In a capital where Republicans and Democrats agree on virtually nothing, it was notable when the House overwhelmingly declared on Wednesday that TikTok poses such a grave risk to national security that it must be forced to sell its U.S. operations to a non-Chinese owner.

But that glosses over the deeper TikTok security problem, which the legislation does not fully address. In the four years this battle has gone on, it has become clear that the security threat posed by TikTok has far less to do with who owns it than it does with who writes the code and algorithms that make TikTok tick.

Those algorithms, which guide how TikTok watches its users and feeds them more of what they want, are the magic sauce of an app that 170 million Americans now have on their phones. That’s half the country.

But TikTok doesn’t own those algorithms; they are developed by engineers who work for its Chinese parent company, ByteDance, which assembles the code in great secrecy in its software labs. But China has issued regulations that appear designed to require government review before any of ByteDance’s algorithms could be licensed to outsiders. Few expect those licenses to be issued — meaning that selling TikTok to an American owner without the underlying code might be like selling a Ferrari without its famed engine.
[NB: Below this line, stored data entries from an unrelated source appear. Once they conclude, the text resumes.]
PR #90, opened 2019-10-30
Do not add ownerReferences for custom CRs.

jmencak:
This PR sets owner references for the default tuned CR only.

Additional owner references in the tuned daemonset were triggering garbage collector to delete the tuned daemonset unnecessarily on deletion of custom tuned CRs.


sjug:
I see the `controllerutil` package has the logic change, what's the rationale behind moving the `setControllerReference()` function call before the `r.cache.Get()`?

jmencak:
> I see the `controllerutil` package has the logic change, what's the rationale behind moving the `setControllerReference()` function call before the `r.cache.Get()`?

The location should not matter.  I believe the code looks more readable this way.  The reason was the `err` variable, but given it has its own scope in the `if` statement, the location should not matter.

sjug:
Looks good otherwise, makes sense that the admin created resources would persist.

PR #94, opened 2019-11-06
Use "preserveUnknownFields: false" for the CRD.

jmencak:
preserveUnknownFields: false is now required on a global level.

See: https://bugzilla.redhat.com/show_bug.cgi?id=1769468


jmencak:
@sjug PTAL

sjug:
/lgtm 

Given we're using 1.16 this should work.

Issue #89, opened 2019-10-29
Is this operator capable of setting sebools?


tylerauerbeck:
I have a workload that requires enabling `container_manage_cgroup` which traditionally I would do by logging onto the system and running `setsebool container_manage_cgroup 1`. I was hoping to be able to do this with this operator as well as I see it's capable of interacting with selinux. However  my attempts so far have been unsuccessful. I've tried adding the following to the `tuned-profiles` configmap:

```
    openshift-node: |
      [main]
      summary=Optimize systems running OpenShift nodes
      include=openshift

      [sysctl]
      net.ipv4.tcp_fastopen=3
      fs.inotify.max_user_watches=65536

      [selinux]
      container_manage_cgroup=1
```

I've also tried setting `container_manage_cgroup` to `true` and `yes` just to try all the options, but still didn't have any luck. Is this possible through this operator? Is there a seperate/better way of handling this? Or is there anything that I need to do after modifying so that this gets put in place?

jmencak:
Thank you for the report and sorry for the delay in response.  This is a valid issue.  Currently the `[selinux]` plugin is not supported.

jmencak:
So I was confused for a moment.  Looking more into the sources of the [tuned daemon's [selinux] plugin](https://github.com/redhat-performance/tuned/blob/master/tuned/plugins/plugin_selinux.py), it has nothing to do with actually setting SELinux booleans.  It only tunes the values in `/sys/fs/selinux/`, `avc_cache_threshold` in particular.  So to answer your question, this operator cannot set sebools.

tylerauerbeck:
Thanks @jmencak . For others interested in this, it looks like the plan is to handle it here: https://github.com/openshift/machine-config-operator/issues/852 and looks to be blocked by https://github.com/ostreedev/ostree/issues/1026

PR #95, opened 2019-11-07
Document the fact SELinux plugin is actually not supported.

jmencak:
See: https://github.com/openshift/cluster-node-tuning-operator/issues/89

### DIFF
--- a/README.md
+++ b/README.md
@@ -228,7 +228,6 @@ in the `profile:` section of the Tuned CR:
 * net
 * scheduler
 * scsi_host
-* selinux
 * sysctl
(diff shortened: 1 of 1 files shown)


jmencak:
/hold
So this is tricky.  The plugin is actually "partly" supported and the settings in the default CR that use the `[selinux]` tuned plugin work as this is basically a write to a file in `/sys/fs/selinux`.  It needs to be investigated what needs to be done to enable the full `[selinux]` support.

jmencak:
Sorry for the noise, works as designed, please see the original issue.

PR #937, opened 2024-02-07
OCPBUGS-29183: Enable crun as runtime only if missing

mrniranjan:
In certain situation crun is configured prior to running the tests causing the test to fails.

In this PR we check if crun is already enabled , in which case we skip the configuration part.

### DIFF
--- a/test/e2e/performanceprofile/functests/2_performance_update/updating_profile.go
+++ b/test/e2e/performanceprofile/functests/2_performance_update/updating_profile.go
@@ -1178,7 +1178,7 @@ var _ = Describe("[rfe_id:28761][performance] Updating parameters in performance
 		})
 
 		When("updates the default runtime to crun", func() {
-			It("should run high-performance runtimes class with crun as container-runtime", func() {
+			BeforeAll(func() {
 				const ContainerRuntimeConfigName = "ctrcfg-test"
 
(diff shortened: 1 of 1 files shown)


test/e2e/performanceprofile/functests/2_performance_update/updating_profile.go
```diff
@@ -1190,26 +1190,26 @@ var _ = Describe("[rfe_id:28761][performance] Updating parameters in performance
 				By("checking if ContainerRuntimeConfig object already exists")
 				ctrcfg, err := getContainerRuntimeConfigFrom(context.TODO(), profile, mcp)
 				Expect(err).ToNot(HaveOccurred(), "failed to get ContainerRuntimeConfig from profile %q mcp %q", profile.Name, mcp.Name)
+				if ctrcfg == nil {
```
Tal-or, line 1193: Can we set the `When` to `Ordered` and add this code in `BeforeAll()` closure?

mrniranjan: addressed in the latest commit

Tal-or:
/lgtm
Thanks

ffromani (commented):
/approve

PR #940, opened 2024-02-08
OCPBUGS-29595: Reduce number of reboots in offline tests

mrniranjan:
Currently in offline tests we revert to original profile after each tests, this is very costly and causing tests to run for long time.

This patch addresses by reverting to the profile after all offline tests are run.

### DIFF
--- a/test/e2e/performanceprofile/functests/2_performance_update/updating_profile.go
+++ b/test/e2e/performanceprofile/functests/2_performance_update/updating_profile.go
@@ -5,6 +5,7 @@ import (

The bill would require a new, Western-owned TikTok to be cut off from any “operational relationship” with ByteDance, “including any cooperation with respect to the operation of a content recommendation algorithm.” So the new, American-based company would have to develop its own, made-in-America algorithm. Maybe that would work, or maybe it would flop. But a version of TikTok without its classic algorithm might quickly become useless to users and worthless to investors.

And right now, China has no incentive to relent.

The House vote “was a nice symbolic gesture,” James A. Lewis, who leads the cyber research program at the Center for Strategic and International Studies, said on Wednesday. “But the Chinese get a vote, too.”